When the 37-year-old man had been been unconjured and his face was a whispered description of a historical event I felt like something no one had ever thought of, like a person imagined by a writer or sketched by a teenage girl in a the margin of a notebook and lost.

Thus began the Quiet Months.


1.14.2009

Help the One Under You

The 37-year-old man stood at my sink in my kitchen which held my shoes full of their diminishing suds. He was wanting more of my gruel but I did not feel comfortable feeding him more. He was never an invited presence. The day he was first present, it was due to an unlawful climbing over my fence and though I felt urges to care and comfort him in the darkness and uncertainty he bore, my feelings of charity were now faded and ratty like bad socks.

There was an incident in which the 37-year-old man sleeping in my chair was abductied by a creature-like woman with no face and incomprehensible strength in her body which had an appearance of weakness. In the morning I woke from an ugly sleep to find that her feet left a glittering trail, and my perceived duty in the life I would live that day was to follow her to ensure that the 37-year-old man who had been my ward was safe in a comfortable place.

Had he not been safe, had his comfort been eroded, had he been in danger of bodily harm or mental anguish, it would have been my somber task to pull him from the situation by whatever means necessary using the intellectual tools and physical prowess I had accumulated in life to that point, either by effort of will or chance and unchosen circumstance.

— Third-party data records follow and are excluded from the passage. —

PR #1346, opened 2021-08-04
feat(account-lib): skeleton code for avalanche c-chain in account-lib

shiksb:
Ticket: STLX-3250

### DIFF
--- a/modules/account-lib/src/coin/avaxc/keyPair.ts
+++ b/modules/account-lib/src/coin/avaxc/keyPair.ts
@@ -1,0 +1,41 @@
+import { KeyPairOptions, DefaultKeys, isPrivateKey, isPublicKey } from '../baseCoin/iface';
+import { NotImplementedError } from '../baseCoin/errors';
+import { Secp256k1ExtendedKeyPair } from '../baseCoin/secp256k1ExtendedKeyPair';
+
+export class KeyPair extends Secp256k1ExtendedKeyPair {
+  /**
+   * Public constructor. By default, creates a key pair with a random master seed.
+   *
+   * @param { KeyPairOptions } source Either a master seed, a private key, or a public key
+   */
+  constructor(source?: KeyPairOptions) {
+    super(source);
+    if (source) {
+      if (isPrivateKey(source)) {
+        super.recordKeysFromPrivateKey(source.prv);
+      } else if (isPublicKey(source)) {
+        super.recordKeysFromPublicKey(source.pub);
+      } else {
+        throw new Error('Invalid key pair options');
+      }
+    } else {
+      throw new Error('Invalid key pair options');
+    }
+  }
+
+  /**
+   * Avalanche default keys format is CB58 strings with prefixes
+   *
+   * @returns { DefaultKeys } The keys in the protocol default key format
+   */
+  getKeys(): DefaultKeys {
+    throw new NotImplementedError('getKeys not implemented');
+  }
+
+  /**
+   * Avalanche C-chain address is an Eth-like hex value starting with 0x prefix
+   */
+  getAddress(): string {
+    throw new NotImplementedError('getAddress not implemented');
+  }
+}
--- a/modules/account-lib/src/coin/avaxc/transaction.ts
+++ b/modules/account-lib/src/coin/avaxc/transaction.ts
@@ -1,0 +1,69 @@
+import { BaseCoin as CoinConfig } from '@bitgo/statics/dist/src/base';
+import { BaseTransaction, TransactionType } from '../baseCoin';
+import { BaseKey } from '../baseCoin/iface';
+import { KeyPair } from './keyPair';
+import { NotImplementedError } from '../baseCoin/errors';
+
+export class Transaction extends BaseTransaction {
+  protected _type: TransactionType;
+
+  constructor(_coinConfig: Readonly<CoinConfig>) {
+    super(_coinConfig);
+  }
+
+  /** @inheritdoc */
+  canSign(key: BaseKey): boolean {
+    return true;
+  }
+
+  async sign(keyPair: KeyPair): Promise<void> {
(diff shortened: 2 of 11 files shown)


OttoAllmendinger:
please use `feat(account-lib)` so that we can easier identify the component

modules/account-lib/src/coin/avaxc/keyPair.ts
```diff
@@ -0,0 +1,41 @@
...
+      if (isPrivateKey(source)) {
+        super.recordKeysFromPrivateKey(source.prv);
+      } else if (isPublicKey(source)) {
+        super.recordKeysFromPublicKey(source.pub);
+      } else {
+        throw new Error('Invalid key pair options');
+      }
+    } else {
+      throw new Error('Invalid key pair options');
+    }
```
smaria95, line 23: I think the constructor `implementation` and the `jsdoc` are not consistent within each other.

The doc says: `By default, creates a key pair with a random master seed`.
While the constructor throws an error if it's called without an argument.

I think the correct behavior is the one detailed on the jsdoc, but since this class will be implemented as part of [STLX-5078](https://bitgoinc.atlassian.net/browse/STLX-5078) maybe we can just add a comment like: `TODO(STLX-5078): Implement random seed and key pair generation`.

modules/account-lib/src/coin/avaxc/transaction.ts
```diff
@@ -0,0 +1,69 @@
...
+    throw new NotImplementedError('toJson not implemented');
+  }
+
+  /**
+   * Set the transaction type
+   *
+   * @param {TransactionType} transactionType The transaction type to be set
+   */
+  setTransactionType(transactionType: TransactionType): void {
+    throw new NotImplementedError('getTransferData not implemented');
```
smaria95, line 48:
```suggestion
    throw new NotImplementedError('setTransactionType not implemented');
```

modules/account-lib/src/coin/avaxc/transaction.ts
```diff
@@ -0,0 +1,69 @@
...
+  }
+
+  /**
+   * Decode previous signatures from the inner transaction
+   * and save them into the base transaction signature list.
+   */
+  loadPreviousSignatures(): void {
+    throw new NotImplementedError('getTransferData not implemented');
```
smaria95, line 56:
```suggestion
    throw new NotImplementedError('loadPreviousSignatures not implemented');
```

modules/account-lib/src/coin/avaxc/transactionBuilder.ts
```diff
@@ -0,0 +1,131 @@
...
+
+  /**
+   * Set an external transaction signature
+   *
+   * @param { string }signature Hex encoded signature string
+   * @param { KeyPair }keyPair The public key keypair that was used to create the signature
+   * @returns { TransactionBuilder }This transaction builder
+   */
+  signature(signature: string, keyPair: KeyPair): TransactionBuilder {
+    throw new NotImplementedError('initializeBuilder not implemented');
```
smaria95, line 83:
```suggestion
    throw new NotImplementedError('signature not implemented');
```

modules/account-lib/src/coin/avaxc/transactionBuilderFactory.ts
```diff
@@ -0,0 +1,59 @@
...
+    throw new NotImplementedError('parseTransaction not implemented');
+  }
+
+  /**
+   * Check the raw transaction has a valid format in the blockchain context, throw otherwise.
+   *
+   * @param {any} rawTransaction - Transaction in any format
+   */
+  private validateRawTransaction(rawTransaction: any) {
+    throw new NotImplementedError('parseTransaction not implemented');
```
smaria95, line 57:
```suggestion
    throw new NotImplementedError('validateRawTransaction not implemented');
```

modules/account-lib/src/coin/avaxc/walletInitializationBuilder.ts
```diff
@@ -0,0 +1,60 @@
...
+    throw new NotImplementedError('initBuilder not implemented');
+  }
+
+  // endregion
+
+  // region Common builder methods
+  /**
+   * Set one of the owners of the multisig wallet.
+   *
+   * @param {string} address The public key of the owner's account
```
smaria95, line 30: I think the owners will be set as addresses and not as public keys, because that is what the contract expects to.
```suggestion
   * @param {string} address The address of the owner's account
```

smaria95 (changes requested):

modules/account-lib/src/coin/avaxc/transaction.ts
```diff
@@ -0,0 +1,69 @@
+import { BaseCoin as CoinConfig } from '@bitgo/statics/dist/src/base';
```
CapnMigraine, line 1: I think we could re-use `eth`'s implementation of `Transaction`, like we did with [etc](https://github.com/BitGo/BitGoJS/blob/master/modules/account-lib/src/coin/etc/index.ts#L2)

CapnMigraine (changes requested):
Please update the `@bitgo/statics` dependency in account-lib to `6.12.0-rc.2` to access the avaxc definition.
We need to add the coin to the exports and the `coinBuilderMap` in `index.ts`
We also need an index.ts in the [coin folder](https://github.com/BitGo/BitGoJS/blob/master/modules/account-lib/src/coin/etc/index.ts) for the exports.
The classes defined for Avaxc will likely be used by the eth-like coin controller in wallet-platform, we should try to re-use as much as the `eth` implementation in account-lib as possible, so we don't have to create a different path for avaxc in wallet-platform unless we have to.

shiksb:
I forked this repo instead of cloning. Addressed all your comments and created a new PR for the skeleton code: https://github.com/BitGo/BitGoJS/pull/1375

The spectrum of possible outcomes I pondered was without boundary, and I thought of houses in trees, roofs of public high schools, and other places more unsavory and now a burden to conjure.

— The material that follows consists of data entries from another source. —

PR #1349, opened 2021-08-04
fix(core): address verification should fail for uppercase bech32 addresses

0xJacobV:
1. If an upper case bech32 address is provided, the isValidAddress function call should return false.
2. Apply es lint fixes to some files
3. Replaced mocha.opts with .mocharc.yml to remove deprecation warning

Issue: [BG-21499](https://bitgoinc.atlassian.net/browse/BG-21499)


modules/core/test/v2/unit/coins/ltc.ts
```diff
@@ -63,21 +63,35 @@ describe('LTC:', function() {
...
       // but mixed case is always invalid. Canonical bech32 addresses should be all lower case however
       const bech32Address = 'LTC1QGRL8ZPNDSKLAA9SWGD5VEVYXMX5X63VCRL7DK4';
-      const newAddress = ltc.canonicalAddress(bech32Address);
-      newAddress.should.equal(bech32Address.toLowerCase());
+      try {
+        ltc.canonicalAddress(bech32Address);
+        should.fail(null, null, 'Upper case bech32 addresses are not valid');
+      } catch (e) {
+        e.message.should.equal('invalid address');
+      }
```
tylerlevine, line 75: This is a more idiomatic way to make sure a function throws a given error string.

```suggestion
      (() => ltc.canonicalAddress(bech32Address)).should.throw('invalid address');
```

modules/core/test/v2/unit/coins/ltc.ts
```diff
@@ -96,9 +110,9 @@ describe('LTC:', function() {
       ltc.isValidAddress('ltc1qq7fzt3ek5ege3v92wh0q6wzcjr39pqswlpe36mu28f6yufark3wspfryg7').should.be.true();
       tltc.isValidAddress('tltc1qq7fzt3ek5ege3v92wh0q6wzcjr39pqswlpe36mu28f6yufark3ws2x86ht').should.be.true();
 
-      // all upper case is also valid
-      ltc.isValidAddress('LTC1QQ7FZT3EK5EGE3V92WH0Q6WZCJR39PQSWLPE36MU28F6YUFARK3WSPFRYG7').should.be.true();
-      tltc.isValidAddress('TLTC1QQ7FZT3EK5EGE3V92WH0Q6WZCJR39PQSWLPE36MU28F6YUFARK3WS2X86HT').should.be.true();
+      // all upper case is invalid
+      ltc.isValidAddress('LTC1QQ7FZT3EK5EGE3V92WH0Q6WZCJR39PQSWLPE36MU28F6YUFARK3WSPFRYG7').should.be.false();
+      tltc.isValidAddress('TLTC1QQ7FZT3EK5EGE3V92WH0Q6WZCJR39PQSWLPE36MU28F6YUFARK3WS2X86HT').should.be.false();
```
tylerlevine, line 115: Let's flip these back to not break existing behavior (see top level review comment)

What I felt was that it was a greater confusion to come to terms with when I discovered that the glittering footprints took me to my own home, where the 37-year-old man was lounging in the same chair from which he was abducted the night before, perusing the classified ads for free pets.

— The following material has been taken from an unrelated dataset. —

PR #1351, opened 2021-08-04
fix(eth): goerli coins now set to gteth in core/src/config.ts

bjon-bitgo:
Before, we assumed erc20 tokens are either mainnet or kovan (If it is not eth, then it is teth).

Though the result of the day's searching was indeed that the 37-year-old man was safe and in comfort, his unwillingness or inability to account for his whereabouts, to divulge specific details about his day spent with the creature-like woman, struck me unable to feel a sense of relief and satisfaction.

So I did not want to give him more of my precious gruel, which was a source of sustenance and warmth in the soul's dark moments when thoughts of the inevitable erased the nuances of a life enjoyed and connected to a web of other lives. In such moments, all existence seems to be a useless parade circling a block of condemned buildings and never concluding; the ingestion of my self-concocted slurry of grains and the exotic blend of spices integrated into it is a renewed connection to the secret physical world and its sensations and pleasures I hide from the dark hand looming.

So I did not want to give him more, and I frowned with a hard chin and I turned from him hoping that his presence would cease and the impression of the light reflected from his body would fade from my eyes, my hardening eyes.

1.13.2009

The Source of Ambulance Voices

I sat on the small blue stool facing the chair in which the 37-year-old man sat with the newspaper, perusing the classified advertisements, and pulled off the shoes. My feet felt relieved and cooled by the air and the day's worth of sweat, heat, and pressure resulted in a funky odor. The odor was tucked into the shoes I wore, the sneakers, but with no prompting it brought itself into the room and immediately it offended the 37-year-old man who lowered his newspaper slowly for comic effect. With his face, he displayed a lopsided frown and furrowed brows and I felt bashfulness on my skin and I apologized silently.

"Where were you today?" I asked him.

"You'll see," he said. He rose from his chair, took my shoes gently like puppies or bunnies, and put them in the sink and sprayed water in them and squeezed a big dollop of dish-washing liquid into them and stood over the sink staring at the foam pouring out. He looked up at me, standing in the doorway of the kitchen, and with a rakish smile asked if I had any more of the pasty grain concoction I recently fed him.